Accordingly, embodiments of the present invention, unlike conventional processes, are able to take advantage of wire with the highest corrosion resistant alloys in a fully automatic process and with high production rates. In addition, due to the laser, the process can be done without having to preheat on copper. Thus, eliminating the need to providing cooling to keep the stainless from distorting.

While the invention has been described with reference to certain embodiments, it will be understood by those skilled in the art that various changes may be made and equivalents may be substituted without departing from the scope of the invention. In addition, many modifications may be made to adapt a particular situation or material to the teachings of the invention without departing from its scope. Therefore, it is intended that the invention not be limited to the particular embodiments disclosed, but that the invention will include all embodiments falling within the scope of the present application.

Claims

1. A method of welding stainless steel to copper, the method comprising: providing a stainless steel workpiece;providing a copper workpiece;aligning an edge of the stainless steel workpiece to a surface of the copper workpiece to create a joint between the stainless steel workpiece and the copper workpiece;directing a laser beam at the joint to create a keyhole in at least the copper workpiece;providing a consumable electrode to the joint; andcreating an arc between the consumable electrode and the joint so that said arc creates a molten puddle at said joint and said consumable is deposited into the joint via said arc;wherein said laser beam is directed at said joint such that said laser beam interacts with said molten puddle to allow said consumable to deposited fully into said keyhole in said copper workpiece created by said laser beam.

2. The method of claim 1, wherein said consumable electrode is a nickel based consumable.

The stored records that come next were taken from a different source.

PR #70, opened 2016-02-24
Allow getting the host's StampProvider through GraalRuntime.getCapability

gilles-duboscq:


graal/com.oracle.graal.hotspot/src/com/oracle/graal/hotspot/HotSpotGraalRuntime.java
```diff
@@ -201,6 +203,8 @@ public String getName() {
             return (T) this;
         } else if (clazz == SnippetReflectionProvider.class) {
             return (T) getHostProviders().getSnippetReflection();
+        } else if (clazz == StampProvider.class) {
+            return (T) new HotSpotStampProvider();
```
rschatz: Shouldn't this be `(T) getHostProviders().getStampProvider()`?
This would allow e.g. a platform to override the stamp provider (currently not needed, but you never know).

gilles-duboscq: Good point, i'll do that

dougxc:
lgtm

PR #71, opened 2016-02-24
Add separate CTW tasks

tkrodriguez:
Instead of adding CTW to the other tasks create separate tasks for it.


tkrodriguez:
This seems worse than adding them to an existing task

PR #73, opened 2016-02-25
Increase parallelism in gate

tkrodriguez:
force max-cpus to 3 to see how it affects the gate


tkrodriguez:
No visible effect on the build time

PR #74, opened 2016-02-25
Try caching the mx directory during travis builds

tkrodriguez:
See if the caching effects can be seen through a pull request.


tkrodriguez:
It looks to me like this does nothing until the master repo has caching enabled so we'd need to push this if we wanted to see the effects of it.  Unless I've somehow incorrectly setup the caching.

tkrodriguez:
Hmm. This is only available for private repos and container based builds.

tkrodriguez:
Doesn't seem helpful

PR #75, opened 2016-02-25
CompileTheWorld now includes class initializers (i.e., <clinit>).

dougxc:
While most uses of Graal won't ever compile class initializers, it's still possible and so we should stress it.


tkrodriguez:
looks good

3. The method of claim 1, wherein said keyhole in said copper workpiece extends to a depth of 1.75 to 4 mm from said surface of said copper workpiece.

4. The method of claim 1, wherein said keyhole in said copper workpiece extends to a depth of 2 to 3 mm from said surface of said copper workpiece.

5. The method of claim 1, further comprising advancing said consumable electrode and said arc along said joint at a travel speed in the range of 15 to 30 ipm.

6. The method of claim 1, further comprising advancing said consumable electrode and said arc along said joint at a travel speed in the range of 20 to 25 ipm.

7. The method of claim 1, further comprising providing a shielding gas of 100% argon to said joint.

8. The method of claim 7, wherein said shielding gas is provided at a rate of 35 to 40 CFM.

9. The method of claim 1, wherein said copper workpiece is not actively cooled during said welding.

10. The method of claim 1, further comprising reducing the thickness of said stainless steel workpiece at said joint such that said smallest thickness at said joint is in the range of 90 to 98% of the starting thickness of said stainless steel workpiece.

11. The method of claim 1, wherein said consumable is deposited in said joint at a rate in the range of 3 to 15 lb/hr.

12. The method of claim 1, wherein said consumable is deposited in said joint at a rate in the range of t to 15 lbs/hr.